- [Task item]
Extract every line below that contains the word "updated".

[Stored data entries]
════════
PR #141, opened 2026-07-31
feat(model): default MiniMax provider to MiniMax-M3

octo-patch:
Reason: The MiniMax provider defaults stop at MiniMax-M2.7; bump both `minimax` and `minimax-cn` defaults to the current MiniMax-M3 model.

## Changes
- `src/model-spec.ts`: updated the `DEFAULT_MODEL_PER_PROVIDER` entries for `minimax` and `minimax-cn` from `MiniMax-M2.7` to `MiniMax-M3`.

These defaults are the model id `buildFallbackModel` selects when a requested model id is not found in the registry for a MiniMax provider, so they are the canonical place the current model is declared.

## Checks
- Verified no tests, docs, generated registries, or guidance snapshots hard-code the previous MiniMax default (a repo-wide search for `MiniMax` only matches the two updated lines).
- No secret material in the diff.


QuintinShaw:
Thanks — verified against the pi-ai model registry: `MiniMax-M3` is live for both the `minimax` and `minimax-cn` providers, and a repo-wide search confirms these two defaults are the only references to the old model. Tests are clean on this change. Merging.

QuintinShaw (approved):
════════
- [Solution for this problem]
- `src/model-spec.ts`: updated the `DEFAULT_MODEL_PER_PROVIDER` entries for `minimax` and `minimax-cn` from `MiniMax-M2.7` to `MiniMax-M3`.
- Verified no tests, docs, generated registries, or guidance snapshots hard-code the previous MiniMax default (a repo-wide search for `MiniMax` only matches the two updated lines).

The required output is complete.